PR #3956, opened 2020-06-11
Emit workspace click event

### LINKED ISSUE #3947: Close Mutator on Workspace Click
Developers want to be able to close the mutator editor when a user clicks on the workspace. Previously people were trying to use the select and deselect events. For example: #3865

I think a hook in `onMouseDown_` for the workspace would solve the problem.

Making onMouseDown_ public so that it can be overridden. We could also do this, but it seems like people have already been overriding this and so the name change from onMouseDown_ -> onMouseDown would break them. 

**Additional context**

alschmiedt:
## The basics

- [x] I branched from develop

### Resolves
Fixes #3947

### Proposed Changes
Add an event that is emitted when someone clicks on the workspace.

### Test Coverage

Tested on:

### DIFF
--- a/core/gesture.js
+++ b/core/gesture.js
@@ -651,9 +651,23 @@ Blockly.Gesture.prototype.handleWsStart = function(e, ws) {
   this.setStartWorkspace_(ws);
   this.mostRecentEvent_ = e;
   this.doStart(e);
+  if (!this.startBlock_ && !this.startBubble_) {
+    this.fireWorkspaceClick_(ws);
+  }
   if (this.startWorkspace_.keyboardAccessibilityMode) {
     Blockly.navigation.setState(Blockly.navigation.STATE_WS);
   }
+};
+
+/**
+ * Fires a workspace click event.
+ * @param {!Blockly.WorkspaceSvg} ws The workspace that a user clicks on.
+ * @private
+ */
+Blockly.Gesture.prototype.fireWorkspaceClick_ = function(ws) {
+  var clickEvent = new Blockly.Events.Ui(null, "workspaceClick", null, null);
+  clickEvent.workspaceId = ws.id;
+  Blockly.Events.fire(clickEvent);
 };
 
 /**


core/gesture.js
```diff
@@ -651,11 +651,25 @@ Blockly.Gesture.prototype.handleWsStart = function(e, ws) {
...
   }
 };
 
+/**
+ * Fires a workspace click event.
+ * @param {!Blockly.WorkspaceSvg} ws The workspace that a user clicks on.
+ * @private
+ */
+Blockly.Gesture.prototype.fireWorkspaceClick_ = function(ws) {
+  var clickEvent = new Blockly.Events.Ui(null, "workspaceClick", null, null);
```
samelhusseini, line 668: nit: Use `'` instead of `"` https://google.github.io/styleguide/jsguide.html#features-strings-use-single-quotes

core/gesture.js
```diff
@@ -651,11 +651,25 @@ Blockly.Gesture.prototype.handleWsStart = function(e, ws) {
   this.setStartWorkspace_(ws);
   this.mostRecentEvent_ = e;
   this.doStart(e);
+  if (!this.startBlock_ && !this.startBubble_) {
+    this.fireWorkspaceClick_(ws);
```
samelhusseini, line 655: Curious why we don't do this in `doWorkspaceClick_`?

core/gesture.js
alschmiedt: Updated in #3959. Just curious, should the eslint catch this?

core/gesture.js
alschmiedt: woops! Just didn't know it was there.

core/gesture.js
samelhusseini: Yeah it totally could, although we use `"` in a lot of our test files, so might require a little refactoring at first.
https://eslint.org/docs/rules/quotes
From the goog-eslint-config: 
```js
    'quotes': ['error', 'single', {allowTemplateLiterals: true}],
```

----

§ **WHAT IS NEEDED**
From the first line of the data above to the line holding "I think a hook", reproduce each line exactly; emit no other lines.

§ **RESULT OF THE TASK**
PR #3956, opened 2020-06-11
Emit workspace click event

### LINKED ISSUE #3947: Close Mutator on Workspace Click
Developers want to be able to close the mutator editor when a user clicks on the workspace. Previously people were trying to use the select and deselect events. For example: #3865

I think a hook in `onMouseDown_` for the workspace would solve the problem.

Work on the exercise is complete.